[[ EXCERPTED RECORDS, beginning ]]

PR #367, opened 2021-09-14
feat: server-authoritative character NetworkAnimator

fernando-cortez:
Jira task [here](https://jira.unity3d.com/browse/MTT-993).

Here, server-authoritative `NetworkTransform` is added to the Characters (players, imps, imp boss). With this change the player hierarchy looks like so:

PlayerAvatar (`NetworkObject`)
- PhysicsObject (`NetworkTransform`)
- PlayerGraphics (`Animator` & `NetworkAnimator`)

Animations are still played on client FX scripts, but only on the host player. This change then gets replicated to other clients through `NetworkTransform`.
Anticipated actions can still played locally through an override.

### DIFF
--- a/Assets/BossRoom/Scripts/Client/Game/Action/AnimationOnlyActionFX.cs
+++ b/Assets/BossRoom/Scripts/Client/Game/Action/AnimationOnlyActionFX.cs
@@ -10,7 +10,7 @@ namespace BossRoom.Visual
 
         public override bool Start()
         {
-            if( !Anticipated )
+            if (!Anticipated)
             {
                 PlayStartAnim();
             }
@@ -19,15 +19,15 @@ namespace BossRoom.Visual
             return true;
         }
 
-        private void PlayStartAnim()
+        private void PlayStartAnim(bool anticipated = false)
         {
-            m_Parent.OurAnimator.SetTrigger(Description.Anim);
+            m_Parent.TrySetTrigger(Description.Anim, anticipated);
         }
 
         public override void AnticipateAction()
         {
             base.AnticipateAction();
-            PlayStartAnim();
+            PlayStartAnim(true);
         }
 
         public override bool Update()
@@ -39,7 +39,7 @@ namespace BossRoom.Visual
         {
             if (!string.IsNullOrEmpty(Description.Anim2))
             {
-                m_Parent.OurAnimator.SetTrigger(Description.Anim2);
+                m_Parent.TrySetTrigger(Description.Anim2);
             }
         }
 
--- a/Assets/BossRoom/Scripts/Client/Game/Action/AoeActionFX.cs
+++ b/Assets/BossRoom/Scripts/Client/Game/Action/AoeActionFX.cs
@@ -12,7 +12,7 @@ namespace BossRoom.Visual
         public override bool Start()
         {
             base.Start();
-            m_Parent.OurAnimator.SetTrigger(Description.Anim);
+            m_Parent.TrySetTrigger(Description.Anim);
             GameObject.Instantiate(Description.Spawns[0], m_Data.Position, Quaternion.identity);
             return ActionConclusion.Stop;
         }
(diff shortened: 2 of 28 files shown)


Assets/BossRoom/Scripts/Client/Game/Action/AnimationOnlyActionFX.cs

[[ EXCERPTED RECORDS, end ]]
[[ EXCERPTED RECORDS, beginning ]]

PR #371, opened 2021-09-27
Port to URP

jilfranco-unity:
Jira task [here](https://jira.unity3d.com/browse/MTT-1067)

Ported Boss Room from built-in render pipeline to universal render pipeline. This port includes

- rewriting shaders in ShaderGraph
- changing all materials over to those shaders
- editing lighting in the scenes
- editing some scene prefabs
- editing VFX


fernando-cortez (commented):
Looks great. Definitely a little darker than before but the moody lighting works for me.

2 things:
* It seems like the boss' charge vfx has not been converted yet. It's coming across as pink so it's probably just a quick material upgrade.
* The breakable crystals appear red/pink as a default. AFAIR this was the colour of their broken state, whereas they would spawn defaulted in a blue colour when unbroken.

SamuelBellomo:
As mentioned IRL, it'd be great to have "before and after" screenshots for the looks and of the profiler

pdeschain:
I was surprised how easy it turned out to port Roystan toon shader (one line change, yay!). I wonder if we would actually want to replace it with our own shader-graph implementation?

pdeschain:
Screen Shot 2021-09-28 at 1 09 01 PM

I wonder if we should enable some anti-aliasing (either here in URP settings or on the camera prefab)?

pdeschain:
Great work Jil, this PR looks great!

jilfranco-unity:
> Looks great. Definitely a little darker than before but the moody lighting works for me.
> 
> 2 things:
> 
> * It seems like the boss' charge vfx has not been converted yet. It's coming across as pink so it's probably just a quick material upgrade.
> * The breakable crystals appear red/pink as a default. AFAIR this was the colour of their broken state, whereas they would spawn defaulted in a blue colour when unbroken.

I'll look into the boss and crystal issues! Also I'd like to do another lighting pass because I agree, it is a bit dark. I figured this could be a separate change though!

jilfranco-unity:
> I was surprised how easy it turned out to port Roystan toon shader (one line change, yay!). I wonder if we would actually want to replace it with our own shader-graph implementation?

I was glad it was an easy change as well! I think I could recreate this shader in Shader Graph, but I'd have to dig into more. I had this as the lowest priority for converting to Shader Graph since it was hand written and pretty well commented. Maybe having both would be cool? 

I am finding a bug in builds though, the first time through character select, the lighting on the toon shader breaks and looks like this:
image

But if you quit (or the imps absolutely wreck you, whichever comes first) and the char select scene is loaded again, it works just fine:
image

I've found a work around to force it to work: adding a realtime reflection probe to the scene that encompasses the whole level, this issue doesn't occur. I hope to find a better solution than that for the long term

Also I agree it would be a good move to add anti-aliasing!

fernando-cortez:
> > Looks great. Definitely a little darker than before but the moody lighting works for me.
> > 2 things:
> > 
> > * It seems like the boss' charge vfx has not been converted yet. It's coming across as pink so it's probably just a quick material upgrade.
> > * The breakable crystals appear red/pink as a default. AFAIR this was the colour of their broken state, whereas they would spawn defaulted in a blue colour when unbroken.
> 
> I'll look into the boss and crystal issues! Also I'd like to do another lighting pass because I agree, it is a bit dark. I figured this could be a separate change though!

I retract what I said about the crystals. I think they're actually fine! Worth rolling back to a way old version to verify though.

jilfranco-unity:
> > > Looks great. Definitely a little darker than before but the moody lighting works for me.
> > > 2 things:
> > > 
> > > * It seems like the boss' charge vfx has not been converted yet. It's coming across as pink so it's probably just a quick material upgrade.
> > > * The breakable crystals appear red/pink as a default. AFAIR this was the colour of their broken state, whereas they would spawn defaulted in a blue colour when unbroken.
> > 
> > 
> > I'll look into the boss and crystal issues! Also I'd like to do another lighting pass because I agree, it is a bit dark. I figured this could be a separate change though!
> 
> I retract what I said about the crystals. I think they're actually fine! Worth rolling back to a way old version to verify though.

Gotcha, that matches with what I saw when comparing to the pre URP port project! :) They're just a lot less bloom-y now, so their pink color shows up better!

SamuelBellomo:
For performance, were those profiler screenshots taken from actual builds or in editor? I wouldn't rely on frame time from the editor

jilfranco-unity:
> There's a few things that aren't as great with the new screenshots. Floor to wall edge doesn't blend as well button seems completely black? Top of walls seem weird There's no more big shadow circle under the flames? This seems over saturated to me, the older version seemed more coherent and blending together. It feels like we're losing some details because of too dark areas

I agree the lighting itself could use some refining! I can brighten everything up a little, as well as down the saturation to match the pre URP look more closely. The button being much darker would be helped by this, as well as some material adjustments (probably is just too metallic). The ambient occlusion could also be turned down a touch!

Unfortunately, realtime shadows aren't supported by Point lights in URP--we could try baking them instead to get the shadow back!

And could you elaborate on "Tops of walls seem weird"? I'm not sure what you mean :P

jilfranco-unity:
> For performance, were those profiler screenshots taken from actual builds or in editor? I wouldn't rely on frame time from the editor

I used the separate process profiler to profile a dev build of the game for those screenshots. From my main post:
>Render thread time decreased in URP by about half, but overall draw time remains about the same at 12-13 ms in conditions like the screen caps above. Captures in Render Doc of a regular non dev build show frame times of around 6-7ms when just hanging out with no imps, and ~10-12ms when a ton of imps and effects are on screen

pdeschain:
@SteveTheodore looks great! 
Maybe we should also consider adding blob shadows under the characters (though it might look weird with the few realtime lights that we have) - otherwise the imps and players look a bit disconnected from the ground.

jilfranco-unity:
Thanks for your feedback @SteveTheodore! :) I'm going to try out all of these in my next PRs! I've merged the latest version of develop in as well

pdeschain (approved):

[[ EXCERPTED RECORDS, end ]]

- WHAT YOU ARE ASKED TO DO -
Find each line in the records that includes the word "surprised". Report the total and nothing more.

- RESPONSE TO THE EXERCISE -
2